I think the orange thingy is the slide-stop that comes with it. It's stuffed into the open slide/chamber, and then the slide is closed, to show that the gun is safe/empty.

JW


----------



## roc2283 (Oct 29, 2008)

JeffWard said:


> I think the orange thingy is the slide-stop that comes with it. It's stuffed into the open slide/chamber, and then the slide is closed, to show that the gun is safe/empty.
> 
> JW


Yup.


----------



## Apex (Oct 16, 2008)

Good choice! I have the same, and just went to the range last night for the first time with this gun! :smt023


----------



## JeffWard (Aug 24, 2007)

I think I'm buying one Friday or Saturday. I'm getting the M&P9 Pro Series... It's been mocking me for 2 weeks, begging to be taken home... and I inked a deal for a "spare" $500 today... Paid Friday... Gun-Money.

This will be my USPSA Production Gun. Whooooooo-who!

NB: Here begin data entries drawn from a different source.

PR #1139, opened 2023-12-13
Fix an issue when you try to search a false MAC

earendilfr:
Currently, when you search a false MAC address like `e2:62:a3:31:5e:734` or `ae2:62:a3:31:5e:73`, you receive an error 500.
So, a simple fix to filter correctly when the MAC address is bad.

But, I think a better solution should be send back an error message in WebUI to indicate that the MAC address is wrong...


ollyg:
many thanks!

Issue #1053, opened 2023-06-23
FR: store origin of node_ip entries


rc9000:
IRC "specification":

```
12:07 < Gooses> but it won't know about the IP until it's repolled the router for that network
12:08 < Gooses> if there was a 'refresh routers' button that'd be super handy
12:08 < Gooses> repolling everything is an option but the poor server is a bit overloaded
12:16 < oliver> Gooses: yes isn't that running an arpwalk ?
12:17 < oliver> presumably you're doing a macsuck on the device to see the node appear
12:18 < Gooses> yes, but the IP address doesn't show until I invoke an all job
12:18 < Gooses> I assume that just refreshing the device doing routing for that network would e enough
12:45 < oliver> Gooses: yes but "refresh" is an imprecise term. You have discover, macsuck, arpnip as the three actions. For the local switch with the new node, a macsuck should be sufficient, and for the router, an arpnip
                should be sufficient. macwalk and arpwalk would also do the same of course.
12:46 < oliver> (and in the default schedule they are happening every hour)



12:49 < rc9000> I would love for node_ip to record the source information where we found the arp entry, it would make re-arpnipping for diagnostics etc. a lot easier. especially in a dc environment
                where "what is the router" seems to be a non-trivial question.

13:53 < oliver> ... simple as adding column to node_ip and adding the device IP there and either updating PK or creating an index on it ?

10:51 < oliver> rc9000: I wonder if the "seen by" device we discussed adding to node_ip could be an array of inet field, rather than adding new rows and changing the PK. thoughts?
10:52 < oliver> oh this might be annoying for archive, so perhaps a non-starter, but would appreciate opinion anyway, just in case it turns out to work well
10:53 < oliver> one downside is not having timestamps for that seen_by event per device (there's still time_last on the row)
12:22 < rc9000> oliver: yes i was considering that, something like a FIFO with the last couple of records. could even be a jsonb array of objects with the hostname and the date. then we wouldn't need to
                fix all of the reports that break etc.
12:24 < rc9000> and the archive issue can be ignored, if there's an ip in there that's no longer in device, so be it.
```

Nobody is allowed to buy any high-cap M&P 9mm mags for the next 4 days... The rest are all mine. I need 4-6 of 'em...

Jeff


----------



## BeefyBeefo (Jan 30, 2008)

JeffWard said:


> I think I'm buying one Friday or Saturday. I'm getting the M&P9 Pro Series... It's been mocking me for 2 weeks, begging to be taken home... and I inked a deal for a "spare" $500 today... Paid Friday... Gun-Money.


I'm jealous. :smt022:numbchuck::smt022



JeffWard said:


> Nobody is allowed to buy any high-cap M&P 9mm mags for the next 4 days... The rest are all mine. I need 4-6 of 'em...


Missed out on the deal, huh?:watching:

-Jeff-


----------